In this first chapter, we set the stage for the book by presenting many of its key concepts of the book and stating a number of important theorems that we prove here.

Boolean functions

Definition 1.1 A Boolean function is a function from the hypercube Ωn : = {−1, 1}n into either {−1, 1} or {0, 1}.

Ωn is endowed with the uniform measure ℙ = ℙn = (½δ−1 + ½δ1)⊗n and E denotes the corresponding expectation. Occasionally, Ωn will be endowed with the general product measure but in such cases the p is made explicit. Ep then denotes the corresponding expectation.

An element of Ωn is denoted by either ω or ωn and its n bits by x1, …, xn so that ω = (x1,…, xn).

For the range, we choose to work with {−1, 1} in some contexts and {0, 1} in others, and at some specific places we even relax the Boolean constraint (i.e., that the function takes only two possible values). In these cases (which are clearly identified), we consider instead real-valued functions f: Ωn → ℝ.

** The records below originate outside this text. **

PR #943, opened 2020-04-28
WIP: Tech/blacklist class

NearW:
# Add a blacklist class that provides all functionality to work with the blacklist

## Description

- Added class Blacklist that replaces `BlacklistItem[]`
- Removed unused parameter blacklist from `NodeDecorator.decorateParentNodesWithAggregatedAttributes`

A Boolean function f is canonically identified with a subset Af of Ωn via Af : = {ω : f(ω) = 1}.

Remark Often, Boolean functions are defined on {0, 1}n rather than Ωn = {−1, 1}n. This does not make any fundamental difference but, as we see later, the choice of {−1, 1}n turns out to be more convenient when one wishes to apply Fourier analysis on the hypercube.